# Mathew 5:20 Unless your righteosness...



## Eoghan (Sep 10, 2009)

In discussing the text (Understanding the Difficult Words of Jesus- Bivin/Blizzard) much is made of the "underlying Hebrew text", of which we have the Greek translation , in english.

The word for *righteousness* is _tsedekhah _(Hebrew) and by the time of Jesus it had taken on a secondary more narrow meaning - almsgiving. The older OT meaning is of righteosness in the context of salvation or deliverance. Thus Jesus is playing on words - effectively saying unless our righteosness is bigger than the almsgiving of the Pharisees we cannot enter the kingdom of God.

Now leaving aside the question of the Hebrew undertext  I cannot see that there is much of note here. Indeed I feel that this "explanation" plays down the text.

In Greek there is the suggestion that a QUALITATIVELY different righteousness is required. (Grace v's Law) This seems to be lost in this "explanation". I can't see that this "Hebrew" is helpful at all.

Every time I come across this emphasis on the "Hebrew" it goes off like a dampp squib, revealing nothing that the analogy of faith and a careful contextual exposition would not reveal.

When it does give a different nuance, I want to stick with the Greek!


----------



## Herald (Sep 10, 2009)

Even if almsgiving was the direct Greek translation it doesn't remove the fact that the Pharisees were trusting in a works righteousness. The distinction between grace and law still stands (Romans 4).


----------



## au5t1n (Sep 10, 2009)

My only question to them would be, *what* "underlying Hebrew text"? There is no proof it wasn't written in Greek to begin with. Jesus probably taught in Aramaic, but the Greek fluency of Apostles like Peter and John, who were fisherman, indicates that Koine was common knowledge. How do we know there even *is* an "underlying Hebrew text"?


----------



## Eoghan (Sep 10, 2009)

Herald said:


> Even if almsgiving was the direct Greek translation it doesn't remove the fact that the Pharisees were trusting in a works righteousness. The distinction between grace and law still stands (Romans 4).



almsgiving is the translation of the *Hebrew*! 

There would appear to be an attempt on the part of some to deny that the NT can be understood in Greek. It requires a knowledge of the Hebrew "original". In their theology the original was Hebrew. There is "some" evidence for Mathew being written in Hebrew, this from Eusebius. (Still to check up on him)

In my opinion if the original _was_ Hebrew it is lost! We have the Greek text and I trust in providence. 

It will take a lot more than a Greek-Hebrew lexicon constructed using the LXX to "recover" the original!
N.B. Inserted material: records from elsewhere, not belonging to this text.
PR #2753, opened 2017-08-23
Fixes for GRIB unit tests

### LINKED ISSUE #2709: Investigate what to do with data in GribWrapper when deferred
See this comment https://github.com/SciTools/iris/pull/2699/files#r130800469

It appears we didn't do anything with `message_values` previously. Does this need changing

### LINKED ISSUE #2710: Fix Grib test failiures
Tests that need fixing are as follows:

AttributeError: Cannot find GRIB key data
 - [x] ERROR: test_grib1_known_standard_params (iris.tests.test_grib_load_translations.TestGrib1LoadPhenomenon)
- [x] ERROR: test_grib1_unknown_local_param (iris.tests.test_grib_load_translations.TestGrib1LoadPhenomenon)
- [ ] ERROR: test_grib1_unknown_standard_param (iris.tests.test_grib_load_translations.TestGrib1LoadPhenomenon)
- [x] ERROR: test_grib1_unknownparam (iris.tests.test_grib_load_translations.TestGrib1LoadPhenomenon)

mask (bitmap) is wrong
- [x] FAIL: test_bitmap_present_float_data (iris.tests.unit.fileformats.grib.message.test_GribMessage.Test_data__masked)
- [x] FAIL: test_bitmap_present_int_data (iris.tests.unit.fileformats.grib.message.test_GribMessage.Test_data__masked)

djkirkham:
Closes #2710
Closes #2709 

Relatively straightforward:
- Fixed the bug where the data array of a `GribWrapper` wasn't being assigned to, and unskipped relevant tests
- Removed uses of `nans_replacement` in other unit tests.
- Removed a duplicate unit test which only differed on the dtype of the data. It was testing the "realised dtype" and "nans_replacement" code.

### DIFF
--- a/lib/iris/tests/unit/fileformats/grib/message/test_GribMessage.py
+++ b/lib/iris/tests/unit/fileformats/grib/message/test_GribMessage.py
@@ -91,46 +91,21 @@ class Test_data__masked(tests.IrisTest):
         self.assertEqual(result.shape, self.shape)
         self.assertArrayEqual(result, expected)
 
-    @tests.skip_dask_mask
-    def test_bitmap_present_int_data(self):
+    def test_bitmap_present(self):
         # Test the behaviour where bitmap and codedValues shapes
-        # are not equal, and codedValues is integer data.
-        data_type = np.int64
+        # are not equal.
         input_values = np.arange(5)
-        output_values = np.array([-1, -1, 0, 1, -1, -1, -1, 2, -1, 3, -1, 4],
-                                 dtype=data_type)
+        output_values = np.array([-1, -1, 0, 1, -1, -1, -1, 2, -1, 3, -1, 4])
         message = _make_test_message({3: self._section_3,
                                       6: {'bitMapIndicator': 0,
                                           'bitmap': self.bitmap},
                                       7: {'codedValues': input_values}})
-        result = as_concrete_data(message.data, nans_replacement=ma.masked,
-                                  result_dtype=data_type)
-        expected = ma.masked_array(output_values,
-                                   np.logical_not(self.bitmap))
-        expected = expected.reshape(self.shape)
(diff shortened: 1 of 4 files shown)


djkirkham:
Now also fixes `_DataProxy` tests which were sending an extra argument to `__init__`

djkirkham:
There are still GRIB related tests failing based on handling of the fill value, in `lib/iris/tests/unit/fileformats/grib/save_rules/test_data_section.py`. I believe that the code currently takes the fill_value from the numpy array if it is masked, but the current strategy is to not use that attribute (see https://github.com/SciTools/iris/issues/2748). It's probably best to handle those changes on a separate PR.

lib/iris/tests/unit/fileformats/grib/message/test_GribMessage.py
```diff
@@ -91,46 +91,21 @@ def test_no_bitmap(self):
         self.assertEqual(result.shape, self.shape)
         self.assertArrayEqual(result, expected)
 
-    @tests.skip_dask_mask
-    def test_bitmap_present_int_data(self):
+    def test_bitmap_present(self):
```
lbdreyer: I'm missing something. Why don't we need to test for floats as well as integers?

lbdreyer: Sorry I realise you put a comment on this in the description

djkirkham: I suppose it wouldn't hurt to have them both, but I believe this test was split in two when we had the "nan array for masks" behaviour, which differed depending on the dtype. Now that we don't have that it seemed sensible just to collapse them back into a single test again.

lbdreyer:
Can you rebase this now that the PR to make it run serially (temporarily) is in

Yes Hebrew idioms are interesting, form the background etc... but it is the Greek which providence has given us.


----------



## Herald (Sep 10, 2009)

> but it is the Greek which providence has given us.


Fini


----------



## Eoghan (Sep 11, 2009)

Herald said:


> > but it is the Greek which providence has given us.
> 
> 
> Fini



You and I can agree on that but I have at least one brother who does not. He cannot understand why the spiritual hairs on my neck stand up confused when I hear expositions not of the text we have (Greek) but what it "really" meant in Hebrew!

He just can't understand why I object to expositions that go way beyond illuminating a scripture with Hebrew/Jewish background. I am talking word studies *on the Hebrew *that is meant by the greek


----------



## busdriver72 (Sep 12, 2009)

The almsgiving of the Pharisees was done witht the sounding of horns..."hey, look at me, ain't I righteous?" It was was for show, and it was hyprocritical. It was self-righteous, not done from faith or love for God.
I do not see a conflict here. If you are saved by the righteousness which comes from God (made righteous through faith in Christ) then that faith will produce true righteousness which comes from faith and love.
Either way, it's a righteousness that exceeds that of the Pharisees regardless of the Hebrew or the Greek.


----------



## Peairtach (Sep 12, 2009)

Both our justifying righteousness exceeds that of the Pharisees - it is that of Christ Himself; and our practical or sanctifying righteousness exceeds that of the Pharisees because the good works of believers are from a sanctified heart and are presented to God through Christ.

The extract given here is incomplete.